Optimal DC Source Influence on Selective Harmonic Elimination in Multilevel Inverters Using Teaching–Learning-Based Optimization

Abstract

This paper presents an optimization method for selective harmonic elimination in a cascaded multilevel inverter using teaching–learning-based optimization (TLBO). The main objective in selective harmonic elimination (SHE) strategy is to eliminate low-order harmonics by solving nonlinear equations and reaching optimal solution, while the fundamental component is satisfied. In this paper, in one side, the influence of optimal dc sources is investigated to reach the SHE goal, and in another side, comparing optimization methods is considered.
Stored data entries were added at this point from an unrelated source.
Issue #69, opened 2019-07-29
Provide option to make ALB internal


chadasapp:
What it says in the description. In our setup it would be ideal if the load balancer was internal, on the private subnets so it's not publicly routed. It seems like it'd be fairly straightforward to implement.

mlcooper:
I agree.  I've been working with this module for the first time this week and just about have it up and running in my existing AWS VPC.  What I did do is try to 'fool' it and gave it my private subnets for the ALB since I don't want this exposed externally.  So the value I gave it for `private_subnet_ids` is the same as `public_subnet_ids`.  I _think_ it should work, but I'm not quite ready to test yet.

mlcooper:
This worked...I had to fork this terraform-aws-atlantis repo and add
```
load_balancer_is_internal = true
```
to the `module "alb" {}` block.

geota:
any progress/appetite to merge a feature like this? i would like to lock down ALB to make it fully internal, happy to submit a PR

martinmosegaard:
Hi @geota . I am trying to get this working in a PR. Let me know what you think.

antonbabenko:
This has been fixed in #99. Please use [v2.9.0](https://github.com/terraform-aws-modules/terraform-aws-atlantis/releases/v2.9.0) which has been just released.

For some users, this release may require some ALB resource recreation described in [ALB upgrade guide 5.0](https://github.com/terraform-aws-modules/terraform-aws-alb/blob/master/UPGRADE-5.0.md).

kneufeld-pbp:
Was it by design to always use public subnets when internal is set to `true`?  Our assumption was the module would use the `private_subnet_ids` when we provided the `vpc_id`; this assumption will error and our work-around is to add the set the public_subnet_ids with our `private_subnet_ids`

antonbabenko:
@kneufeld-pbp This is just a bad name for the variable. Previously, there was no way to make ALB internal, so the public subnets were always used.

Issue #67, opened 2019-07-04
Task definition is broken with pre-created secrets


Vlaaaaaaad:
Hi,

Looks like something regarding the secrets is broken. We discovered this during our upgrade to `0.12` and the `v2.1.0` of this module.

The following config used to work:
```
module "atlantis" {
  source  = "terraform-aws-modules/atlantis/aws"
  version = "~> 2.1.0"

  name = "atlantis"

  # VPC
  cidr            = "10.20.0.0/16"
  azs             = ["us-east-1a", "us-east-1b", "us-east-1c"]
  private_subnets = ["10.20.1.0/24", "10.20.2.0/24", "10.20.3.0/24"]
  public_subnets  = ["10.20.101.0/24", "10.20.102.0/24", "10.20.103.0/24"]

  # DNS (without trailing dot)
  route53_zone_name = "example.com"
  # Atlantis
  atlantis_github_user       = "atlantis-bot"
  atlantis_repo_whitelist    = ["github.com/terraform-aws-modules/*"]
}

provider "aws" {
  region = "us-east-1"
}
```

Note that that's the same code from the example, without `atlantis_github_user_token` defined. We don't want to have that in code so we put it in SSM. 
This module is smart enough that it can take it from SSM if it's not in the Terrafrom config. That's what was happening in `v1.9.0`.

In the `v2.1.0` this leads to the following in the JSON task definition:
```
     "secrets": [
        {
          "valueFrom": "unknown_secret_name_value",
          "name": "unknown_secret_name_key"
        },
        {
          "valueFrom": "/atlantis/webhook/secret",
          "name": "unknown_secret_webhook_key"
        }
      ],
```
This is obviously wrong and leads to the Task definition failing cause it cannot find those SSM secrets.

I think in https://github.com/terraform-aws-modules/terraform-aws-atlantis/blob/master/main.tf#L17-L23 there's something bad. That breaks the definitions in https://github.com/terraform-aws-modules/terraform-aws-atlantis/blob/master/main.tf#L67-L81. Maybe instead of the `token` there should've been `user` as I define the user, but the `token` is always empty.

Am I missing something?

mbravorus:
+1

Complex unparenthesised conditionals added as part of Terraform 0.12 compatibility commit make completely no sense when trying to invoke the module in an existing infra. Secrets don't get populated, IAM policy which should allow the task to access SSM secrets doesn't get applied. 

[...]

PR #77, opened 2019-10-29
Allow more secure practices (no secret leaking, internal alb)

tjarjoura:
# Description

This patch does the following:

* Allows you to use pre-existing values from SSM instead of having to pass them in through the module (and thus storing your secrets in the state file!) (I believe this addresses https://github.com/terraform-aws-modules/terraform-aws-atlantis/issues/67)
* Allow ALB to be internal (https://github.com/terraform-aws-modules/terraform-aws-atlantis/issues/69)
* Adds support for the bitbucket_base_url argument (this allows users of Bitbucket Server to use this module as well).
* Adds a "git_provider" argument, which cleans up the logic on choosing which SSM Key/Value to use. As far as I could tell the "has_secrets" variable didn't really make sense, as Atlantis must always be used with one of the three providers and therefore must pull one of the three user tokens. There is no use case where it should be false.

Please let me know if anything needs to be changed and I'll try to respond in a timely manner. Would love to get this merged into mainline as I am currently dependent on these additional features.

### DIFF
--- a/main.tf
+++ b/main.tf
@@ -180,7 +180,7 @@ module "alb" {
   log_bucket_name     = var.alb_log_bucket_name
   log_location_prefix = var.alb_log_location_prefix
 
-  load_balancer_is_internal = true
+  load_balancer_is_internal = var.internal_alb
 
   https_listeners = [
     {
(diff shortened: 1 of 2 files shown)


jhebert-coursera:
Thanks for writing this! I hope it makes it in soon.

Szasza:
@tjarjoura thank you for the contribution. Would it be possible to resolve the conflicts?

Thank you again.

In this paper, the TLBO as a recently emerged nature-inspired algorithm is presented to provide better results for the SHE in comparison with genetic algorithm, artificial bee colony, imperialistic competitive algorithm, harmony search, ant colony optimization, particle swarm optimization, and differential evolution. For better comparison of those methods and influence of optimal dc sources, 5-, 9-, and 15-level inverters are chosen and MATLAB software is used for optimization. Simulation results show the superiority of TLBO, higher precision and probability of convergence than other mentioned algorithms. Finally, to validate the influence of optimal dc sources and the accuracy of TLBO results, the experimental setup is conducted for a 5-level cascaded H-bridge inverter with optimal dc sources.